L’avvicinamento di Kiev
L’Unione europea costruisce il proprio percorso di allargamento. Dopo la Commissione Ue, questo giovedì anche l’Europarlamento ha perorato lo status di candidate per Ucraina e Moldavia. I leader procedano senza indugio, hanno chiesto a larga maggioranza gli eurodeputati proprio mentre i capi di stato e di governo confluivano a palazzo Justus Lipsius. Neppure il prestigiatore dei veti Viktor Orbán non ha obiettato, anzi: pure l’Ungheria dice sì al percorso di avvicinamento di Kiev all’Ue. Lo status di candidato non implica in sé condizioni privilegiate per il paese che lo riceve, ma significa che il Consiglio europeo conferisce un mandato negoziale alla Commissione Ue.
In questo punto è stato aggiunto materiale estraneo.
PR #1971, opened 2024-08-08
[IMP] GOOrganController: allows to be loaded without an application

rousseldenis:
This will improve the independence of GOOrganController from wx library:

- Remove the inheritance from GOTimer (that inherits from wxTimer). https://github.com/GrandOrgue/grandorgue/commit/3b4a332b1901d2d3164fdd60ae94e3e6eb86fab5
- Remove the loading of base images if wxApp is not initialized. https://github.com/GrandOrgue/grandorgue/pull/1971/commits/5717432d99d0c83cc6c14a37f0c2a80d3ba67f8b

Based on https://github.com/GrandOrgue/grandorgue/pull/1268 to check tests.

Review the last two commits.

No GO behavior should have been changed.

In tests, previous version was triggering warnings (by wx library):

image

In this version :

image

### DIFF
--- a/src/grandorgue/GOOrganController.cpp
+++ b/src/grandorgue/GOOrganController.cpp
@@ -100,7 +100,7 @@ GOOrganController::GOOrganController(
     m_AudioRecorder(NULL),
     m_MidiPlayer(NULL),
     m_MidiRecorder(NULL),
-    m_TimerManager(NULL),
+    m_timer(NULL),
     p_OnStateButton(nullptr),
     m_volume(0),
     m_b_customized(false),
@@ -127,7 +127,7 @@ GOOrganController::GOOrganController(
     m_MainWindowData(this, wxT("MainWindow")) {
   if (isAppInitialized) {
     // Load here objects that needs App (wx) to be loaded
-    m_TimerManager = new GOTimer();
+    m_timer = new GOTimer();
     m_bitmaps = new GOBitmapCache(this);
   }
   GOOrganModel::SetMidiDialogCreator(pMidiDialogCreator);
@@ -145,8 +145,10 @@ GOOrganController::~GOOrganController() {
   m_tremulants.clear();
   m_ranks.clear();
   m_VirtualCouplers.Cleanup();
-  m_TimerManager->Cleanup();
-  m_bitmaps->Cleanup();
+  if (m_timer)
+    delete m_timer;
+  if (m_bitmaps)
+    delete m_bitmaps;
   GOOrganModel::Cleanup();
   GOOrganModel::SetModelModificationListener(nullptr);
   GOOrganModel::SetMidiDialogCreator(nullptr);
--- a/src/grandorgue/GOOrganController.cpp
+++ b/src/grandorgue/GOOrganController.cpp
@@ -121,13 +121,14 @@ GOOrganController::GOOrganController(
     m_MidiSamplesetMatch(),
     m_SampleSetId1(0),
     m_SampleSetId2(0),
-    m_bitmaps(this),
+    m_bitmaps(nullptr),
     m_PitchLabel(this),
     m_TemperamentLabel(this),
     m_MainWindowData(this, wxT("MainWindow")) {
   if (isAppInitialized) {
     // Load here objects that needs App (wx) to be loaded
     m_TimerManager = new GOTimer();
+    m_bitmaps = new GOBitmapCache(this);
   }
   GOOrganModel::SetMidiDialogCreator(pMidiDialogCreator);
   GOOrganModel::SetModelModificationListener(this);
@@ -1006,8 +1007,6 @@ wxString GOOrganController::GetCombinationsDir() const {
 GOMemoryPool &GOOrganController::GetMemoryPool() { return m_pool; }
 
 GOConfig &GOOrganController::GetSettings() { return m_config; }
-
-GOBitmapCache &GOOrganController::GetBitmapCache() { return m_bitmaps; }
 
 GOMidi *GOOrganController::GetMidi() { return m_midi; }
 
--- a/src/grandorgue/GOOrganController.cpp
+++ b/src/grandorgue/GOOrganController.cpp
@@ -145,6 +145,8 @@ GOOrganController::~GOOrganController() {
   m_tremulants.clear();
   m_ranks.clear();
   m_VirtualCouplers.Cleanup();
+  m_TimerManager->Cleanup();
+  m_bitmaps->Cleanup();
   GOOrganModel::Cleanup();
   GOOrganModel::SetModelModificationListener(nullptr);
   GOOrganModel::SetMidiDialogCreator(nullptr);
--- a/src/grandorgue/GOOrganController.cpp
+++ b/src/grandorgue/GOOrganController.cpp
@@ -82,7 +82,9 @@ static const wxString WX_ORGAN = wxT("Organ");
 static const wxString WX_GRANDORGUE_VERSION = wxT("GrandOrgueVersion");
 
 GOOrganController::GOOrganController(
-  GOConfig &config, GOMidiDialogCreator *pMidiDialogCreator)
+  GOConfig &config,
+  GOMidiDialogCreator *pMidiDialogCreator,
+  bool isAppInitialized)
   : GOEventDistributor(this),
     GOOrganModel(config),
     m_config(config),
@@ -98,6 +100,7 @@ GOOrganController::GOOrganController(
     m_AudioRecorder(NULL),
     m_MidiPlayer(NULL),
     m_MidiRecorder(NULL),
+    m_TimerManager(NULL),
     p_OnStateButton(nullptr),
     m_volume(0),
     m_b_customized(false),
@@ -122,6 +125,10 @@ GOOrganController::GOOrganController(
     m_PitchLabel(this),
     m_TemperamentLabel(this),
     m_MainWindowData(this, wxT("MainWindow")) {
+  if (isAppInitialized) {
+    // Load here objects that needs App (wx) to be loaded
+    m_TimerManager = new GOTimer();
+  }
   GOOrganModel::SetMidiDialogCreator(pMidiDialogCreator);
   GOOrganModel::SetModelModificationListener(this);
   m_setter = new GOSetter(this);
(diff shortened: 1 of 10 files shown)


larspalo (changes requested):
You've not isolated only the timer change but also added a myriad of other changes. Please fix this before I'll approve.

rousseldenis:
> You've not isolated only the timer change but also added a myriad of other changes. Please fix this before I'll approve.

@larspalo Read my PR description. You need to review only the last commit.

It's done as is intentionally to show the tests results (in logs) before the change and after.

Don't worry, if the tests PR is not merged before this, I will remove the tests commits.

larspalo:
> Don't worry, if the tests PR is not merged before this, I will remove the tests commits.

Let us be very clear about this. I'm not going to approve of including the tests (as they currently are done) as long as they are automatically run on the Github builds as a condition of the builds or PRs here. It's just not going to happen.

I will approve of having the tests built as a separate app that's possible to run locally when anyone specifically wants it, though. And in that regard I do see some usefulness in a test suite. If you really have problems understanding why, I can explain further, but I think it's obvious enough already...

rousseldenis:
> > Don't worry, if the tests PR is not merged before this, I will remove the tests commits.
> 
> Let us be very clear about this. I'm not going to approve of including the tests (as they currently are done) as long as they are automatically run on the Github builds as a condition of the builds or PRs here. It's just not going to happen.
> 
> I will approve of having the tests built as a separate app that's possible to run locally when anyone specifically wants it, though. And in that regard I do see some usefulness in a test suite. If you really have problems understanding why, I can explain further, but I think it's obvious enough already...

@larspalo I've updated the PR to show you the actual changes I want to merge.

src/grandorgue/GOOrganController.cpp
```diff
@@ -82,7 +82,9 @@ static const wxString WX_ORGAN = wxT("Organ");
 static const wxString WX_GRANDORGUE_VERSION = wxT("GrandOrgueVersion");
 
 GOOrganController::GOOrganController(
-  GOConfig &config, GOMidiDialogCreator *pMidiDialogCreator)
+  GOConfig &config,
+  GOMidiDialogCreator *pMidiDialogCreator,
+  bool IsAppInitialized)
```
larspalo, line 87:
```suggestion
  bool isAppInitialized)
```

src/grandorgue/GOOrganController.h
```diff
@@ -126,7 +126,9 @@ class GOOrganController : public GOEventDistributor,
 
 public:
   GOOrganController(
-    GOConfig &config, GOMidiDialogCreator *pMidiDialogCreator = nullptr);
+    GOConfig &config,
+    GOMidiDialogCreator *pMidiDialogCreator = nullptr,
+    bool IsAppInitialized = false);
```
larspalo, line 131:
```suggestion
    bool isAppInitialized = false);
```

src/grandorgue/GOOrganController.cpp
```diff
@@ -118,10 +121,15 @@ GOOrganController::GOOrganController(
     m_MidiSamplesetMatch(),
     m_SampleSetId1(0),
     m_SampleSetId2(0),
-    m_bitmaps(this),
+    m_bitmaps(nullptr),
     m_PitchLabel(this),
     m_TemperamentLabel(this),
     m_MainWindowData(this, wxT("MainWindow")) {
+  if (IsAppInitialized) {
```
larspalo, line 128:
```suggestion
  if (isAppInitialized) {
```

larspalo (changes requested):
We usually have parameter names starting with lowercase. But beyond that, my practical tests show that this seems to be working fine.

rousseldenis:
IMHO, we can improve too the code by paying attention to not use too much wx library in core models (e.g.: wxstring -> char instead).

larspalo:
> (e.g.: wxstring -> char instead)

The first note paragraph of the [wxString documentation here](https://docs.wxwidgets.org/3.0/classwx_string.html) is:

```
Note
    While the use of wxString is unavoidable in wxWidgets program, you are encouraged to use the standard string classes std::string or std::wstring in your applications and convert them to and from wxString only when interacting with wxWidgets.
```

So in principle, I can absolutely agree with your idea, though not as char*, but as std::string. That's of course a subject for other PRs though. I'll test this PR a little more later but so far it has performed nicely.

rousseldenis:
> > (e.g.: wxstring -> char instead)
> 
> The first note paragraph of the [wxString documentation here](https://docs.wxwidgets.org/3.0/classwx_string.html) is:
> 
> ```
> Note
>     While the use of wxString is unavoidable in wxWidgets program, you are encouraged to use the standard string classes std::string or std::wstring in your applications and convert them to and from wxString only when interacting with wxWidgets.
> ```
> 
> So in principle, I can absolutely agree with your idea, though not as char*, but as std::string. That's of course a subject for other PRs though. I'll test this PR a little more later but so far it has performed nicely.

Yes, you're right. I wanted to say any standard string representation that does not depends on wx. Letting those on classes for dialogs only. And of course I had in mind the little helper code that does the conversion.

src/grandorgue/GOOrganController.cpp
```diff
@@ -1160,3 +1168,8 @@ GOLabelControl *GOOrganController::GetTemperamentLabel() {
 GOMainWindowData *GOOrganController::GetMainWindowData() {
   return &m_MainWindowData;
 }
+
+/**
+ * Return the Timer Manager for Metronome, Midi recorder, ...
+ */
+GOTimer *GOOrganController::GetTimerManager() { return m_TimerManager; }
```
larspalo, line 1175: Usually Oleg wants such small and simple methods to have their implementation in the header file.

src/grandorgue/GOOrganController.cpp
```diff
@@ -1006,7 +1014,7 @@ GOMemoryPool &GOOrganController::GetMemoryPool() { return m_pool; }
 
 GOConfig &GOOrganController::GetSettings() { return m_config; }
 
-GOBitmapCache &GOOrganController::GetBitmapCache() { return m_bitmaps; }
+GOBitmapCache &GOOrganController::GetBitmapCache() { return *m_bitmaps; }
```
larspalo, line 1017: As you anyway change this method, it could perhaps also be moved to the header file as the implementation is just one line?

rousseldenis:
@larspalo @oleg68 This is ready

src/grandorgue/GOOrganController.cpp
```diff
@@ -118,10 +121,15 @@ GOOrganController::GOOrganController(
...
     m_SampleSetId1(0),
     m_SampleSetId2(0),
-    m_bitmaps(this),
+    m_bitmaps(nullptr),
     m_PitchLabel(this),
     m_TemperamentLabel(this),
     m_MainWindowData(this, wxT("MainWindow")) {
+  if (isAppInitialized) {
+    // Load here objects that needs App (wx) to be loaded
+    m_TimerManager = new GOTimer();
```
oleg68, line 130: If you create these objects here you should also delete these objects in ~GOOrganController

larspalo (approved):
I have tested the build for Linux and not found any issues caused by it.

src/grandorgue/GOOrganController.h
```diff
@@ -184,7 +186,7 @@ class GOOrganController : public GOEventDistributor,
   void AddPanel(GOGUIPanel *panel);
   GOMemoryPool &GetMemoryPool();
   GOConfig &GetSettings();
-  GOBitmapCache &GetBitmapCache();
+  GOBitmapCache &GetBitmapCache() { return *m_bitmaps; }
```
oleg68, line 189:
```suggestion
  GOBitmapCache &GetBitmapCache() const { return *m_bitmaps; }
```

src/grandorgue/GOOrganController.h
```diff
@@ -232,6 +234,11 @@ class GOOrganController : public GOEventDistributor,
   GOMidi *GetMidi();
 
   GOGUIMouseState &GetMouseState() { return m_MouseState; }
+
+  /**
+   * Return the Timer Manager for Metronome, Midi recorder, ...
+   */
+  GOTimer *GetTimerManager() { return m_TimerManager; }
```
oleg68, line 241:
```suggestion
  GOTimer *GetTimerManager() const { return m_TimerManager; }
```

src/grandorgue/GOOrganController.h
```diff
@@ -73,6 +72,7 @@ class GOOrganController : public GOEventDistributor,
   GOAudioRecorder *m_AudioRecorder;
   GOMidiPlayer *m_MidiPlayer;
   GOMidiRecorder *m_MidiRecorder;
+  GOTimer *m_TimerManager;
```
oleg68, line 75:
```suggestion
  GOTimer *m_TimerManager;
```

Either rename `m_TimerManager` to `m_timer` or rename `GOTimer` to `GOTimerManager`

oleg68 (changes requested):

src/grandorgue/GOOrganController.cpp
rousseldenis: Of course. Too used to python where it is not necessary :sweat_smile:

src/grandorgue/GOOrganController.cpp
```diff
@@ -137,6 +145,8 @@ GOOrganController::~GOOrganController() {
   m_tremulants.clear();
   m_ranks.clear();
   m_VirtualCouplers.Cleanup();
+  m_timer->Cleanup();
+  m_bitmaps->Cleanup();
```
oleg68, line 149:
```suggestion
  if (m_timer)
    delete m_timer;
  if (m_bitmaps)
    delete m_bitmaps;
```

Cleanup() should be called from the destructors instead of there

src/grandorgue/GOOrganController.h
```diff
@@ -232,6 +234,11 @@ class GOOrganController : public GOEventDistributor,
   GOMidi *GetMidi();
 
   GOGUIMouseState &GetMouseState() { return m_MouseState; }
+
+  /**
+   * Return the Timer Manager for Metronome, Midi recorder, ...
+   */
+  GOTimer *GetTimerManager() const { return m_timer; }
```
oleg68, line 241:
```suggestion
  GOTimer *GetTimer() const { return m_timer; }
```

oleg68 (changes requested):

src/grandorgue/GOOrganController.h
rousseldenis: Great to have test framework soon 😅

src/grandorgue/GOOrganController.cpp
rousseldenis: That was the implementation a little above. That's why I mimicked.

oleg68 (approved):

Bruxelles identifica una lista di capitoli con le riforme politiche, economiche e giuridiche che – in questo caso – Ucraina e Moldavia devono attuare. Perché uno stato possa diventare membro dell’Ue, infatti, deve avvicinarsi all’«acquis communautaire»: l’Ucraina e la Moldavia devono far propri gli obiettivi politici, i diritti, i doveri che costituiscono la base giuridica per far parte dell’Ue. Esiste quindi un livello tecnico, anche se quello politico resta imprescindibile: sono pur sempre i governi a dover approvare all’unanimità l’effettiva adesione all’Ue.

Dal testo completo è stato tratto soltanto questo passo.